What you will do =
Return all lines from the listing below in which the string "still" occurs.

Provided data =
PR #4202, opened 2022-10-01
remove GetTypeInfo

SimonCropp:
it should no longer be required

### DIFF
--- a/src/NUnitFramework/framework/Extensions.cs
+++ b/src/NUnitFramework/framework/Extensions.cs
@@ -3,7 +3,6 @@
 using System;
 using System.Collections;
 using System.Reflection;
-using NUnit.Compatibility;
 
 namespace NUnit.Framework
 {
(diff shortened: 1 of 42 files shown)


stevenaw (approved):

SimonCropp:
can we get a merge here?

src/NUnitFramework/framework/Extensions.cs
```diff
@@ -39,7 +39,7 @@ public static bool HasAttribute<T>(this Type type, bool inherit)
 
         public static T[] GetAttributes<T>(this Type type, bool inherit) where T : class
         {
-            return ((ICustomAttributeProvider)type.GetTypeInfo()).GetAttributes<T>(inherit);
+            return ((ICustomAttributeProvider)type).GetAttributes<T>(inherit);
```
jnm2, line 42: Are these casts still required after removing GetTypeInfo?

src/NUnitFramework/framework/Internal/Tests/Test.cs
```diff
@@ -335,7 +335,7 @@ public void ApplyAttributesToTest(ICustomAttributeProvider provider)
         public void ApplyAttributesToTest(Type type)
         {
             foreach (var t in GetNestedTypes(type).Reverse()) 
-                ApplyAttributesToTest((ICustomAttributeProvider) t.GetTypeInfo());
+                ApplyAttributesToTest((ICustomAttributeProvider) t);
```
jnm2, line 338: This cast is probably showing as unnecessary in the IDE now?

src/NUnitFramework/framework/Extensions.cs
SimonCropp: still required since they force the path tp go into `this ICustomAttributeProvider attributeProvider` path

TBH the whole reflection codebase need some re-work. but i would rather attempt that in another pr

src/NUnitFramework/framework/Internal/Tests/Test.cs
SimonCropp: still required since it forces a different path

SimonCropp:
any more feedback on this one?

SimonCropp:
bump

stevenaw:
@jnm2 Thanks for your review earlier. Do you mind if I merge?

stevenaw:
I'm going to go ahead and merge this. This would be great to get this and a few others in before month's end.
Thanks once again for the contribution @SimonCropp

Finished task =
jnm2, line 42: Are these casts still required after removing GetTypeInfo?
SimonCropp: still required since they force the path tp go into `this ICustomAttributeProvider attributeProvider` path
SimonCropp: still required since it forces a different path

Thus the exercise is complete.